↓
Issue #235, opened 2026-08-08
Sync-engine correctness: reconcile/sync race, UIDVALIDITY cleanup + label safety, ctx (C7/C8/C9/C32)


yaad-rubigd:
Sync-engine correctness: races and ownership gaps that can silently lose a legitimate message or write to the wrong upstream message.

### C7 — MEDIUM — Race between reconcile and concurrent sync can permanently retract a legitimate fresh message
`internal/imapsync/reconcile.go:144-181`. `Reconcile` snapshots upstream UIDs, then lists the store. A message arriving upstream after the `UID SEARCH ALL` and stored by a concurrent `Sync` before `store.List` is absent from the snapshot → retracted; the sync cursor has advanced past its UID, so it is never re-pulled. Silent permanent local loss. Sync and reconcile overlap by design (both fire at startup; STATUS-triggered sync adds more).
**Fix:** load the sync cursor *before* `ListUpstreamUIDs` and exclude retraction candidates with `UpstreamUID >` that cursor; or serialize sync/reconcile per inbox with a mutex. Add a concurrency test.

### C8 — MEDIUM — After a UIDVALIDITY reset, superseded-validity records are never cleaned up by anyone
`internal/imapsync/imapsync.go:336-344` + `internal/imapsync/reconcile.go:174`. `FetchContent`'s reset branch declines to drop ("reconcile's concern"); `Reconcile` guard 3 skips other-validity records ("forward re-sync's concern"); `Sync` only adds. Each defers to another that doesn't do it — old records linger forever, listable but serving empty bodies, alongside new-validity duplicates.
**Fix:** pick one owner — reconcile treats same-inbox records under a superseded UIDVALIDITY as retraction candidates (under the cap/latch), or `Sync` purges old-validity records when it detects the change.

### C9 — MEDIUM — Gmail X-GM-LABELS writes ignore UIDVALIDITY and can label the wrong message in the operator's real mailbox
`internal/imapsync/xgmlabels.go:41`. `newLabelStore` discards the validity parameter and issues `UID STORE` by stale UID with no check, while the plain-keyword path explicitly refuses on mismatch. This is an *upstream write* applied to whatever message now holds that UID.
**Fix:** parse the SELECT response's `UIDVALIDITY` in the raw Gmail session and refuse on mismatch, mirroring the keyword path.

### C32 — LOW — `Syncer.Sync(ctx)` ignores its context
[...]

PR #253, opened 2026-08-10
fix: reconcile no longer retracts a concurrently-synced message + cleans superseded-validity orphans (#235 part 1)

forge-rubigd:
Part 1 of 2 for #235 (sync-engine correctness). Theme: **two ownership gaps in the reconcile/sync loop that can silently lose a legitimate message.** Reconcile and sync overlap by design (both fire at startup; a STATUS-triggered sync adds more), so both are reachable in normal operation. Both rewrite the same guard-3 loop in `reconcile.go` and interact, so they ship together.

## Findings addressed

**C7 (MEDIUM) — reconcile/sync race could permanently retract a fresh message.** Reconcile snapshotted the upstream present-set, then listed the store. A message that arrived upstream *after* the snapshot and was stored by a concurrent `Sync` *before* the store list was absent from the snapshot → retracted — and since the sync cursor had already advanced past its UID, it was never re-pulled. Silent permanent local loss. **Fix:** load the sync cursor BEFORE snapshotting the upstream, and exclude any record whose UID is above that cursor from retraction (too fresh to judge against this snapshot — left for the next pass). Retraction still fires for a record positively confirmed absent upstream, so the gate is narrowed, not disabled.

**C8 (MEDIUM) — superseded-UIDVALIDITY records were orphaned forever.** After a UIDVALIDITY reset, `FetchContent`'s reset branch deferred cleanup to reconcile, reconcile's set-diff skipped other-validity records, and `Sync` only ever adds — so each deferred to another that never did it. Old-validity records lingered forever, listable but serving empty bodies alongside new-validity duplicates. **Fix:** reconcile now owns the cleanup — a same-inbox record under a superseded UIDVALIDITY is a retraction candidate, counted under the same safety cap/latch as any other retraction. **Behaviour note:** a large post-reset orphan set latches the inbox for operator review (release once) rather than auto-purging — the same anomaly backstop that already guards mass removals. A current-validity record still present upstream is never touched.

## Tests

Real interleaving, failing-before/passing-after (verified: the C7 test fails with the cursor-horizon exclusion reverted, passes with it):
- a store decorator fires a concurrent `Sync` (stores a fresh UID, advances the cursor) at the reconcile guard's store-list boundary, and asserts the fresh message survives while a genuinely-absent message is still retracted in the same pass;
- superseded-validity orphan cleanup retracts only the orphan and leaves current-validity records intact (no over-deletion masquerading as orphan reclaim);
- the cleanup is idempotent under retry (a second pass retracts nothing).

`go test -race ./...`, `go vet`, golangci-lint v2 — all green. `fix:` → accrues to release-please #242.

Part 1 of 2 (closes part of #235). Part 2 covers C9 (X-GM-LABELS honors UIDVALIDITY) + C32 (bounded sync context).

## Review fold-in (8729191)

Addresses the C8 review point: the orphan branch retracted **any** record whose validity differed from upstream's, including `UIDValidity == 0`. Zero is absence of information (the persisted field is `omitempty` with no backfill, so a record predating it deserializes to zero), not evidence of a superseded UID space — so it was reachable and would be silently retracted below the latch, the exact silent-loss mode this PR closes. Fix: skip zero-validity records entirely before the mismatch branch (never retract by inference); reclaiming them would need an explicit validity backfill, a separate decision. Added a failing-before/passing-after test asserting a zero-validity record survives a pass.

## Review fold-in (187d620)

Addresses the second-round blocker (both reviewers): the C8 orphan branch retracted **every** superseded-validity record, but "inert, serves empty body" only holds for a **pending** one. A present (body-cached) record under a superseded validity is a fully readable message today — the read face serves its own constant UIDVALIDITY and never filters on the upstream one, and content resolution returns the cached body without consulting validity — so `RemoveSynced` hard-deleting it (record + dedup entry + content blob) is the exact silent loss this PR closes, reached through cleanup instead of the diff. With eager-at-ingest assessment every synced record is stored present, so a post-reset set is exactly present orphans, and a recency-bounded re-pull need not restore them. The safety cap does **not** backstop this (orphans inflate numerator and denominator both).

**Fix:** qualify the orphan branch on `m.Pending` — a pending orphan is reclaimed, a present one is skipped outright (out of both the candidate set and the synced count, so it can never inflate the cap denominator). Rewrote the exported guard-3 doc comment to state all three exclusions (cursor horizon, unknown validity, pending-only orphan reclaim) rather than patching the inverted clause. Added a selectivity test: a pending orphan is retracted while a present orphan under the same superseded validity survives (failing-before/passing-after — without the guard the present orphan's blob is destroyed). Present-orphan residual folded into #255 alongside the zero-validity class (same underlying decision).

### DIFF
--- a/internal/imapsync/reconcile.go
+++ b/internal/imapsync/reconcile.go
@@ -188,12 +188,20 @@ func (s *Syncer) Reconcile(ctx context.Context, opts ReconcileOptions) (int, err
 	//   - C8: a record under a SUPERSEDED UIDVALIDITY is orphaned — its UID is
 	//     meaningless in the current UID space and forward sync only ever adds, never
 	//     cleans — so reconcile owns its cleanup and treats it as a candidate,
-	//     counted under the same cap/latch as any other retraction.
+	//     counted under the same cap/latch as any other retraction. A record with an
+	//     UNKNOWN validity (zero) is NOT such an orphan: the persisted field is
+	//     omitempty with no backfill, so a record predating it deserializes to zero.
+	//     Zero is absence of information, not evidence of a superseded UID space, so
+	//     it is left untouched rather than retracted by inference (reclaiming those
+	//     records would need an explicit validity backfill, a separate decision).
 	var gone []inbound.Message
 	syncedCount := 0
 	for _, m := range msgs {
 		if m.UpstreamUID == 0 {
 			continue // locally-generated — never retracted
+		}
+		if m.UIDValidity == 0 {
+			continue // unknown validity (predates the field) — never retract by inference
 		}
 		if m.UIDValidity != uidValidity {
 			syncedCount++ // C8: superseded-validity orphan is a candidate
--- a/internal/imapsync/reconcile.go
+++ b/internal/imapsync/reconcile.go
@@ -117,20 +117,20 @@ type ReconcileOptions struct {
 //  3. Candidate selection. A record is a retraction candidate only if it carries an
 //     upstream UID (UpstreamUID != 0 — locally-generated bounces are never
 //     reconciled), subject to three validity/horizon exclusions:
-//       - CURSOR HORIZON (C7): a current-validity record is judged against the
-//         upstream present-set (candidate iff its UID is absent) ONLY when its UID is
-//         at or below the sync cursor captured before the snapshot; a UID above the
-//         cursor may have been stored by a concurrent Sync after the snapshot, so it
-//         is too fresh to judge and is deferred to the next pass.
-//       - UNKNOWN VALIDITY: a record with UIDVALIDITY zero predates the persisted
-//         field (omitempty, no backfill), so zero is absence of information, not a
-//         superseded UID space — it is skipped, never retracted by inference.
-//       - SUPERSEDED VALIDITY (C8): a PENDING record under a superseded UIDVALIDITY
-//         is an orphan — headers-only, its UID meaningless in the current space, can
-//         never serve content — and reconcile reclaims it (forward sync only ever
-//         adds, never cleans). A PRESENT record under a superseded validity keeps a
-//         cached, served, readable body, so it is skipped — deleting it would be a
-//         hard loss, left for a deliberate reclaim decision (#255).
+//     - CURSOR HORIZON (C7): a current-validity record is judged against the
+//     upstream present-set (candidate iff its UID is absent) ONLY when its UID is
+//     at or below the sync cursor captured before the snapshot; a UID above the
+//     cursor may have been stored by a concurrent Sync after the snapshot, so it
↑
**REQUIRED WORK**
Starting with the line that contains "(forward sync only ever", return every line through the last one of the records, exactly as written.

**YOUR RESPONSE**
-//         never serve content — and reconcile reclaims it (forward sync only ever
-//         adds, never cleans). A PRESENT record under a superseded validity keeps a
-//         cached, served, readable body, so it is skipped — deleting it would be a
-//         hard loss, left for a deliberate reclaim decision (#255).
+//     - CURSOR HORIZON (C7): a current-validity record is judged against the
+//     upstream present-set (candidate iff its UID is absent) ONLY when its UID is
+//     at or below the sync cursor captured before the snapshot; a UID above the
+//     cursor may have been stored by a concurrent Sync after the snapshot, so it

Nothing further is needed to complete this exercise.